In situations where either dimensionless parameter is large, then general relativity must be used to describe the system. General relativity reduces to Newtonian gravity in the limit of small potential and low velocities, so Newton's law of gravitation is often said to be the low-gravity limit of general relativity.

Theoretical concerns with Newton's expression

  • There is no immediate prospect of identifying the mediator of gravity. Attempts by physicists to identify the relationship between the gravitational force and other known fundamental forces are not yet resolved, although considerable headway has been made over the last 50 years (See: Theory of everything and Standard Model). Newton himself felt that the concept of an inexplicable action at a distance was unsatisfactory (see "Newton's reservations" below), but that there was nothing more that he could do at the time.
  • Newton's theory of gravitation requires that the gravitational force be transmitted instantaneously. Given the classical assumptions of the nature of space and time before the development of General Relativity, a significant propagation delay in gravity leads to unstable planetary and stellar orbits.

Observations conflicting with Newton's formula

  • Newton's Theory does not fully explain the precession of the perihelion of the orbits of the planets, especially of planet Mercury, which was detected long after the life of Newton.[33] There is a 43 arcsecond per century discrepancy between the Newtonian calculation, which arises only from the gravitational attractions from the other planets, and the observed precession, made with advanced telescopes during the 19th Century.
  • The predicted angular deflection of light rays by gravity that is calculated by using Newton's Theory is only one-half of the deflection that is actually observed by astronomers. Calculations using General Relativity are in much closer agreement with the astronomical observations.
  • In spiral galaxies the orbiting of stars around their centers seems to strongly disobey to Newton's law of universal gravitation. Astrophysicists, however, explain this spectacular phenomenon in the framework of the Newton's laws, with the presence of large amounts of Dark matter.
The observed fact that the gravitational mass and the inertial mass is the same for all objects is unexplained within Newton's Theories. General Relativity takes this as a basic principle. See the Equivalence Principle. In point of fact, the experiments of Galileo Galilei, decades before Newton, established that objects that have the same air or fluid resistance are accelerated by the force of the Earth's gravity equally, regardless of their different inertial masses. Yet, the forces and energies that are required to accelerate various masses is completely dependent upon their different inertial masses, as can be seen from Newton's Second Law of Motion, F = ma.

Newton's reservations

While Newton was able to formulate his law of gravity in his monumental work, he was deeply uncomfortable with the notion of "action at a distance" which his equations implied. In 1692, in his third letter to Bentley, he wrote: "That one body may act upon another at a distance through a vacuum without the mediation of anything else, by and through which their action and force may be conveyed from one another, is to me so great an absurdity that, I believe, no man who has in philosophic matters a competent faculty of thinking could ever fall into it."

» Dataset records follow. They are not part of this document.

PR #307, opened 2018-07-05
test: split submission flow into two tests

tamlyn:
#### Background

The "Happy path" test was getting too complex and jeopardising its happiness.

This simplifies the happy path and moves diversions and special cases into other tests. One of these includes a test for the notification ribbon being displayed.

Also create page objects for every page to improve maintainability of the tests.

### DIFF
--- a/.gitlab-ci.yml
+++ b/.gitlab-ci.yml
@@ -76,10 +76,11 @@ test:e2e:
     - cd ${HOME}
     # specify host here else it confuses the linked postgres image
     - export PGHOSTADDR=127.0.0.1
-    - npm run test:e2e -- ---screenshots test/screenshots --screenshots-on-fails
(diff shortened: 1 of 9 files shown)


.gitlab-ci.yml
```diff
@@ -29,7 +29,7 @@ build:
     - echo "Ignore warning! Cannot perform an interactive login from a non TTY device"
     - docker push $IMAGE_ORG/$IMAGE_NAME:$CI_COMMIT_SHA
 
-lint:
+.lint:
```
damnhipster: We shouldn't disable linting in this PR

tamlyn: No, of course. But I'm hammering this pipeline trying to debug the failures and this saves a few precious seconds each time.

Issue #309, opened 2018-07-05
Fetch ORCID user details on login


tamlyn:
**User Story:**

_As an author or submitter I want my details in xpub to be up to date with my details in orcid in order that emails can be sent to me and the corresponding author check can be carried out._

He never, in his words, "assigned the cause of this power". In all other cases, he used the phenomenon of motion to explain the origin of various forces acting on bodies, but in the case of gravity, he was unable to experimentally identify the motion that produces the force of gravity (although he invented two mechanical hypotheses in 1675 and 1717). Moreover, he refused to even offer a hypothesis as to the cause of this force on grounds that to do so was contrary to sound science. He lamented that "philosophers have hitherto attempted the search of nature in vain" for the source of the gravitational force, as he was convinced "by many reasons" that there were "causes hitherto unknown" that were fundamental to all the "phenomena of nature". These fundamental phenomena are still under investigation and, though hypotheses abound, the definitive answer has yet to be found. And in Newton's 1713 General Scholium in the second edition of Principia: "I have not yet been able to discover the cause of these properties of gravity from phenomena and I feign no hypotheses... It is enough that gravity does really exist and acts according to the laws I have explained, and that it abundantly serves to account for all the motions of celestial bodies."[34]

Einstein's solution

These objections were explained by Einstein's theory of general relativity, in which gravitation is an attribute of curved spacetime instead of being due to a force propagated between bodies. In Einstein's theory, energy and momentum distort spacetime in their vicinity, and other particles move in trajectories determined by the geometry of spacetime. This allowed a description of the motions of light and mass that was consistent with all available observations. In general relativity, the gravitational force is a fictitious force due to the curvature of spacetime, because the gravitational acceleration of a body in free fall is due to its world line being a geodesic of spacetime.

Extensions

Newton was the first to consider in his Principia an extended expression of his law of gravity including an inverse-cube term of the form
F = G \frac{m_1 m_2}{r^2} + B \frac{m_1 m_2}{r^3} \ , B a constant
attempting to explain the Moon's apsidal motion. Other extensions were proposed by Laplace (around 1790) and Decombes (1913):[35]
F(r) =k \frac {m_1 m_2}{r^2} \exp(-\alpha r) (Laplace)
F(r) = k \frac {m_1 m_2}{r^2} \left(1+ {\alpha \over {r^3}}\right) (Decombes)
In recent years quests for non-inverse square terms in the law of gravity have been carried out by neutron interferometry.[36]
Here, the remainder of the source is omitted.